(Items listed in a dataset)
__________________________________________________

PR #418, opened 2021-02-03
Lint

chemidy:
fix omitempty


chemidy:
@googlebot I fixed it.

__________________________________________________

* **Required action**: The data is to be given again in full, with every line exact.

* **Finished exercise**:
PR #418, opened 2021-02-03
Lint

chemidy:
fix omitempty


chemidy:
@googlebot I fixed it.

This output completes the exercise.